• [WORK REQUIRED]: Reproduce the data below line by line, from its first line to the line with "the node dies", both included, and nothing past that point.

• [DATA EXTRACT]:
PR #8203, opened 2024-05-20
Fix memory leakage when port-forwarding

bitoku:
#### What type of PR is this?

/kind bug

This PR forces cri-o to drain the stream when it finishes port-forward in order to avoid failure to close the connection which causes memory leakage.

The issue details are here.
https://issues.redhat.com/browse/OCPBUGS-30978
> while sending multiple failing port-forwarding requests, crio memory usage increases until the node dies

It had been reported before (https://bugzilla.redhat.com/show_bug.cgi?id=1798193) and fixed in https://github.com/cri-o/cri-o/commit/7016c3e13fe19272d6a680ca2172df02da75a35f.
However at some point, it regressed.

Fixes https://issues.redhat.com/browse/OCPBUGS-30978

```release-note
Fix memory leakage when sending a failing port-forward request
```

### DIFF
--- a/server/container_portforward.go
+++ b/server/container_portforward.go
@@ -25,17 +25,18 @@ func (s StreamService) PortForward(ctx context.Context, podSandboxID string, por
 	ctx, span := log.StartSpan(ctx)
 	defer span.End()
 
-	// if we error in this function before Copying all of the content out of the stream,
-	// this stream will eventually get full, which causes leakages and can eventually brick CRI-O
+	// Drain the stream to prevent failure to close the connection and memory leakage.
 	// ref https://bugzilla.redhat.com/show_bug.cgi?id=1798193
-	emptyStreamOnError := true
+	// ref https://issues.redhat.com/browse/OCPBUGS-30978
 	defer func() {
-		if emptyStreamOnError && stream != nil {
-			go func() {
-				_, copyError := pools.Copy(io.Discard, stream)
-				log.Errorf(ctx, "Error closing port forward stream after other error: %v", copyError)
-			}()
+		if stream == nil {
+			return
 		}
+		go func() {
+			if _, err := pools.Copy(io.Discard, stream); err != nil {
+				log.Errorf(ctx, "Unable to drain the stream data: %v", err)
+			}
+		}()
 	}()
 
 	sandboxID, err := s.runtimeServer.PodIDIndex().Get(podSandboxID)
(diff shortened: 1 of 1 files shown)


server/container_portforward.go
```diff
@@ -25,17 +25,19 @@ func (s StreamService) PortForward(ctx context.Context, podSandboxID string, por
...
-				log.Errorf(ctx, "Error closing port forward stream after other error: %v", copyError)
-			}()
+		if stream == nil {
+			return
 		}
+		go func() {
+			_, err := pools.Copy(io.Discard, stream)
+			if err != nil {
+				log.Errorf(ctx, "could not drain the stream with the error: %v", err)
+			}
```
kwilczynski, line 39:
```suggestion
			if _, err := pools.Copy(io.Discard, stream); err != nil {
				log.Errorf(ctx, "Unable to drain the stream data: %v", err)
			}
```

server/container_portforward.go
```diff
@@ -25,17 +25,19 @@ func (s StreamService) PortForward(ctx context.Context, podSandboxID string, por
...
+	// ref https://issues.redhat.com/browse/OCPBUGS-30978
 	defer func() {
-		if emptyStreamOnError && stream != nil {
-			go func() {
-				_, copyError := pools.Copy(io.Discard, stream)
-				log.Errorf(ctx, "Error closing port forward stream after other error: %v", copyError)
-			}()
+		if stream == nil {
+			return
 		}
```
kwilczynski, line 34: If we keep the if statement, but remote the `emptyStreamOnError` from it, then we have the smallest changeset.

haircommander: I like the updated structure

server/container_portforward.go
```diff
@@ -25,17 +25,19 @@ func (s StreamService) PortForward(ctx context.Context, podSandboxID string, por
...
+		go func() {
+			_, err := pools.Copy(io.Discard, stream)
+			if err != nil {
```
haircommander, line 37: nit: this can be compressed to one line

server/container_portforward.go
bitoku: thanks!

server/container_portforward.go
bitoku: If there is no objections about it, I'll keep the update one. thanks!

haircommander:
/approve

thank you!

• [ANSWER TO THE PROBLEM]:
PR #8203, opened 2024-05-20
Fix memory leakage when port-forwarding

bitoku:
#### What type of PR is this?

/kind bug

This PR forces cri-o to drain the stream when it finishes port-forward in order to avoid failure to close the connection which causes memory leakage.

The issue details are here.
https://issues.redhat.com/browse/OCPBUGS-30978
> while sending multiple failing port-forwarding requests, crio memory usage increases until the node dies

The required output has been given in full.